A June 13, 2016 letter from the Executive Corporation for the Protection of Government Lands, Environment, Roads and Demolition of Irregularities of Khartoum State reveals the names and locations of 25 church buildings marked for demolition, most of them in the Sharq al Neel (East Nile area) locality of Khartoum North. The government reportedly claimed the churches were built on land zoned for other uses, but Christian leaders said it is part of wider crack-down on Christianity.

The Rev. Yahia Abdelrahim Nalu, moderator of the Sudan Presbyterian Evangelical Church’s (SPEC) Sudan Evangelical Synod, told Morning Star News the subsequent order was part of a systematic attack on churches by the Islamist government.

“This is not an isolated act but should be taken with wider perspective,” he said.

The order targets a wide range of denominations, from Roman Catholic to Pentecostal.

The Sudan Council of Churches denounced the order at a Feb. 11 press conference, calling on the government to reconsider the decision or provide alternative sites for the churches. The Rev. Mubarak Hamad, chairman of the Sudan Council of Churches, said at the conference in Khartoum that mosques located in the same area were spared from the demolition order.

Hamad said the order was aimed at 27 church buildings, including a Presbyterian Church of Sudan in Jebel Aulia, and one belonging to the Sudanese Church of Christ (SCOC) in Soba al Aradi, both south of Khartoum.

The order by Mohamad el Sheikh Mohamad, general manager of Khartoum State’s land department in the Ministry of Physical Planning, urged that it be implemented immediately.

“I am hereby issuing the order of demolition of the churches that are attached to residential areas and public playgrounds in neighborhoods of East Nile locality,” Mohamad wrote in a cover letter dated June 20, 2016 to the Executive Corporation.

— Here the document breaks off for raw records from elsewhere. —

PR #961, opened 2025-06-03
Warn developers that `{% stylesheet %}` and `{% javascript %}` tags only support static content

karreiro:

Using Liquid code inside `{% stylesheet %}` or `{% javascript %}` tags, as shown below, is not allowed:

```liquid
{% stylesheet %}
  .button {
    background-color: {{ settings.button_color }};
    color: white;
  }
{% endstylesheet %}
```

This is a common and easy mistake to make, so adding linting will help developers quickly catch and address this issue.

image

## What's next? Any follow-up issues?

After this PR is merged, I will create the corresponding documentation page on shopify.dev.

## Before you deploy

  - [ ] I've made a PR to update the [shopify.dev theme check docs](https://github.com/Shopify/shopify-dev/tree/main/content/storefronts/themes/tools/theme-check/checks) if applicable (I'm working on that)

### DIFF
--- a/packages/theme-check-common/src/checks/static-stylesheet-and-javascript-tags/index.ts
+++ b/packages/theme-check-common/src/checks/static-stylesheet-and-javascript-tags/index.ts
@@ -1,0 +1,48 @@
+import { NodeTypes } from '@shopify/liquid-html-parser';
+import { LiquidCheckDefinition, Severity, SourceCodeType } from '../../types';
+
+export const StaticStylesheetAndJavascriptTags: LiquidCheckDefinition = {
+  meta: {
+    code: 'StaticStylesheetAndJavascriptTags',
+    name: 'Reports non static stylesheet and javascript tags',
+    docs: {
+      description:
+        'Reports the usage of Liquid within {% stylesheet %} and {% javascript %} tags, which should only contain static content.',
+      recommended: true,
+      url: 'https://shopify.dev/docs/storefronts/themes/tools/theme-check/checks/static-stylesheet-and-javascript-tags',
+    },
+    type: SourceCodeType.LiquidHtml,
+    severity: Severity.ERROR,
+    schema: {},
+    targets: [],
+  },
+
+  create(context) {
+    return {
+      async LiquidRawTag(node) {
+        if (node.name !== 'stylesheet' && node.name !== 'javascript') {
+          return;
+        }
+
+        const liquidNodes = node.body.nodes.filter(
+          (childNode) =>
+            childNode.type === NodeTypes.LiquidVariableOutput ||
+            childNode.type === NodeTypes.LiquidTag ||
+            childNode.type === NodeTypes.LiquidRawTag,
+        );
+
+        for (const liquidNode of liquidNodes) {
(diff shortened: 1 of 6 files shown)


packages/theme-check-common/src/checks/static-stylesheet-and-javascript-tags/index.ts
```diff
@@ -0,0 +1,48 @@
...
+        if (node.name !== 'stylesheet' && node.name !== 'javascript') {
+          return;
+        }
+
+        const liquidNodes = node.body.nodes.filter(
+          (childNode) =>
+            childNode.type === NodeTypes.LiquidVariableOutput ||
+            childNode.type === NodeTypes.LiquidTag ||
+            childNode.type === NodeTypes.LiquidRawTag,
+        );
```
charlespwd, line 32: We should use a visitor here since you could have child nodes of LiquidTag theoretically, no? This only looks at the top level? 

Maybe we are doing this backwards? Maybe we should check LiquidVariableOutput's _ancestors_ and maybe find a stylesheet/js raw tag in there?

```ts
async LiquidTag(node, ancestors) {
  const invalidParentNode = ancestors.find((parent) => parent.type === NodeTypes.LiquidRawTag && ['stylesheet', 'javascript'].includes(parent.name));
  if (invalidParentNode) {
     // report
  }
}
```

aswamy: I didn't even know we could have `stylesheet` and `javascript` inside of a `liquid` tag... How would you even attempt to use a variable INSIDE a stylesheet if it was used in a `liquid` tag?

image

I do like checking the ancestors though 🤔 Seems the safest way.

aswamy: > We should use a visitor here since you could have child nodes of LiquidTag theoretically, no? This only looks at the top level?

Wait, what edge case are we missing here?

Isn't line 23-25 already seeing if we're inside of a stylesheet or javascript tag? If we have ANY liquid node inside here, we are throwing an error.

charlespwd: I mean the read squiggly should appear on the `{{ variant }}` variable output here:
```
{% stylesheet %}
  {% if cond %}
     .class--{{ variant }} { color: blue }
  {% endif %}
{% endstylesheet %}
```

The variant wouldn't be a direct child of stylesheet, it would be a child of the if

karreiro: The ancestor approach is definitely an alternative, but the Liquid nodes will always be at the top level in the `stylesheet` and `javascript` tags so, it's actually faster to just check at that level (that was my initial reasoning). What do you think, @charlespwd @aswamy?

karreiro: 👋 I talked with @charlespwd and @aswamy on Slack, and they both agreed to keep the current approach. The reasoning is that Liquid nodes will always be at the root level of the `stylesheet` and `javascript` tags, making it faster to check them there -- so closing this comment :)

Issue #751, opened 2025-02-03
Theme check should raise error when default block does not exist


aswamy:
**Describe the bug**
Theme check does not verify if the default block file exists, or is valid within scopes defined in `blocks` within schema tag

**Source**

<img width="608" alt="Image" src="https://github.com/user-attachments/assets/d23bb700-1e08-4783-ad0e-55f1c7fe6c97" />

**Expected behaviour**

- default block should throw the following error if the block isn't allowed for this schema

<img width="1095" alt="Image" src="https://github.com/user-attachments/assets/814ca28a-a3c7-4e0c-bf2d-9f9c5606890b" />

- default block should throw the following error if the block file does not exist

<img width="854" alt="Image" src="https://github.com/user-attachments/assets/1aa91d21-e8db-4909-9601-03c1569dafb2" />

**Actual behaviour**

- no errors are thrown

PR #964, opened 2025-06-05
Fix ValidBlockTarget for blocks in `default` and `presets`

aswamy:

Closes https://github.com/Shopify/theme-tools/issues/751

Solves two separate issues
- `presets` block
  - Did not show an error when the nested block does not exist (see tophat section)
- `default` block
  - Did not show an error when the block does not exist
  - Did not show an error when the block in default is a private block, but `"blocks": [{ "type": "@theme"}]` is enabled in the top-level schema

## Tophat

In the examples below:
- `nested-non-existent`, `_meadow`, `non-existent`, and `_private_and_non_existent` blocks do not exist in blocks folder
- `demo` and `nested-demo` blocks do exist

The schema in the section containing the following code looks like this:
```
{% schema %}
{
  "name": "Demo Section",
  "blocks": [{ "type": "@theme" }],
  "presets": [
    {
      // presets code goes here
    }
  ],
  "default": {
    // default code goes here
  },
}
{% endschema %}
```

| Before | After |
| - | - |
| image | image |
| image | image |

## Before you deploy

### DIFF
--- a/.changeset/many-planets-behave.md
+++ b/.changeset/many-planets-behave.md
@@ -1,0 +1,8 @@
+---
+'@shopify/theme-check-common': patch
+---
+
+Fix ValidBlockTarget for blocks in `default` and `presets`
+
+- Solves issue so nested blocks inside of `presets` are now validated
+- Solves issue so block types inside of `default` are now validated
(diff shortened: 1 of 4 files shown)


EvilGenius13 (approved):
Thanks for making it easier to top hat with the examples.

Among the 25 church buildings listed are three located on public playgrounds; the rest are located in residential areas, according to the order.

Last Sept. 29, officials from Khartoum state’s Ministry of Planning and Urban Development notified leaders of the Presbyterian Church of Sudan (PCOS) that they had 72 hours to vacate their property. The church building was one of five that officials at that time said were slated for demolition to make way for investor development.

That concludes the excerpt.